Question

Consider \[f(x) = {x^3} + a{x^2} + bx + c,\forall x \ge 0\], where parameters a, b, c are chosen respectively by throwing a dice three times. Then the probability that f(x) is an increasing function is .

Answer 1

Hint: If the derivative \[f'(x)\] of a continuous function \[f(x)\] satisfies \[f'(x) > 0\] on an open interval \[(a,b)\] , then \[f(x)\] is increasing on \[(a,b)\] . However, a function may increase on an interval without having a derivative defined at all points. For example, the function \[{x^{\dfrac{1}{3}}}\] is increasing everywhere, including the origin \[x = 0\] , despite the fact that the derivative is not defined at that point.

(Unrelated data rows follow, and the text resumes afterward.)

PR #6545, opened 2026-03-25
Fix path traversal bypass via backslash sequences

wicksipedia:
Fixes [GHSA-v9p7-gf3q-h779](https://github.com/tinacms/tinacms/security/advisories/GHSA-v9p7-gf3q-h779)

On POSIX systems, path.normalize() treats backslashes as literal characters, not directory separators. This allowed attackers to bypass the existing path traversal checks using paths like x\..\..\package.json — the validation saw no traversal, but downstream path.join()/fs operations could resolve the backslashes as separators.

### DIFF
--- a/.changeset/empty-teachers-itch.md
+++ b/.changeset/empty-teachers-itch.md
@@ -1,0 +1,5 @@
+---
+"tinacms": patch
+---
+
+Flipping the referenced files checkbox to off by default, and updating the label.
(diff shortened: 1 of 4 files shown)


18-th:
Tests missing if you want to be thorough:

Filesystem bridge:
* Get backslash traversal
* Get null byte
* Put backslash traversal
* Put null byte
* Delete backslash traversal
* Delete null byte
* Glob backslash traversal
* Glob null byte

Isomorphic bridge:
* Glob backslash traversal
* Glob null byte test
* Delete null byte test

Complete step by step answer:
We are given that the terms a, b, c are chosen by throwing a dice simultaneously now we know that the numbers may appear in a dice are 1, 2, 3, 4, 5, 6
Which means that all the numbers are positive thus the domain for a,b,c is \[\{ 1,2,3,4,5,6\} \]
Now If we try to find the derivative of \[f(x) = {x^3} + a{x^2} + bx + c\]
We will get \[f'(x) = 3{x^2} + 2ax + b\]
Which clearly means that \[f'(x) > 0,\forall x \ge 0\] because a and b both are positive quantity and for x to be the least that is when x is equal to 0 then also we will have \[f'(0) = b\]
And if \[x \ge 1\] we will always have a positive quantity
Thus we can say that the function \[f(x)\] is always increasing
Hence the probability is 1.

Note:
Probability is simply how likely something is to happen. Whenever we're unsure about the outcome of an event, we can talk about the probabilities of certain outcomes—how likely they are. It can have values from 0 to 1, 0 if and only if there's no chance of an event to occur and 1 if it is sure that the event will occur.